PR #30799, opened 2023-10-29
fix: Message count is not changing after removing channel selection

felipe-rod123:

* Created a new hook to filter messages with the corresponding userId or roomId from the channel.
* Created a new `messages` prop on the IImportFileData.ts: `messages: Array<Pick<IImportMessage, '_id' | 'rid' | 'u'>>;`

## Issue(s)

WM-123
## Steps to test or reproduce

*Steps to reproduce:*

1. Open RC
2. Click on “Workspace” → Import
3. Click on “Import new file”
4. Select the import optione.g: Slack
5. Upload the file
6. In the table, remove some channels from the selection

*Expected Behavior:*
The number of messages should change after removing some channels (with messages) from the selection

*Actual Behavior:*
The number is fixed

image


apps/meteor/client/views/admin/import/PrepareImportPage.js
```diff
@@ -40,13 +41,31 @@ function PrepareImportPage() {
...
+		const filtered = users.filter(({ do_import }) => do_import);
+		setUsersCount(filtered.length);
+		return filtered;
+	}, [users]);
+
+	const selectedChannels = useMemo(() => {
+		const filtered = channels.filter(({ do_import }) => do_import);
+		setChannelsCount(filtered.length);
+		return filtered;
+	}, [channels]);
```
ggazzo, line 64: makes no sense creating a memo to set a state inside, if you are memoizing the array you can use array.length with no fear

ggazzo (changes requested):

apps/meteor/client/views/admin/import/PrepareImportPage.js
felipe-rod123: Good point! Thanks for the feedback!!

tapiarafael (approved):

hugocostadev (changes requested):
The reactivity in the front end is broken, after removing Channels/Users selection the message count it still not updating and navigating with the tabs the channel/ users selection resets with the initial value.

□ □ □

EXERCISE PROMPT: Give back the data above exactly as it appears.

RESULT OF THIS TASK:
PR #30799, opened 2023-10-29
fix: Message count is not changing after removing channel selection

felipe-rod123:

* Created a new hook to filter messages with the corresponding userId or roomId from the channel.
* Created a new `messages` prop on the IImportFileData.ts: `messages: Array<Pick<IImportMessage, '_id' | 'rid' | 'u'>>;`

## Issue(s)

WM-123
## Steps to test or reproduce

*Steps to reproduce:*

1. Open RC
2. Click on “Workspace” → Import
3. Click on “Import new file”
4. Select the import optione.g: Slack
5. Upload the file
6. In the table, remove some channels from the selection

*Expected Behavior:*
The number of messages should change after removing some channels (with messages) from the selection

*Actual Behavior:*
The number is fixed

image


apps/meteor/client/views/admin/import/PrepareImportPage.js
```diff
@@ -40,13 +41,31 @@ function PrepareImportPage() {
...
+		const filtered = users.filter(({ do_import }) => do_import);
+		setUsersCount(filtered.length);
+		return filtered;
+	}, [users]);
+
+	const selectedChannels = useMemo(() => {
+		const filtered = channels.filter(({ do_import }) => do_import);
+		setChannelsCount(filtered.length);
+		return filtered;
+	}, [channels]);
```
ggazzo, line 64: makes no sense creating a memo to set a state inside, if you are memoizing the array you can use array.length with no fear

ggazzo (changes requested):

apps/meteor/client/views/admin/import/PrepareImportPage.js
felipe-rod123: Good point! Thanks for the feedback!!

tapiarafael (approved):

hugocostadev (changes requested):
The reactivity in the front end is broken, after removing Channels/Users selection the message count it still not updating and navigating with the tabs the channel/ users selection resets with the initial value.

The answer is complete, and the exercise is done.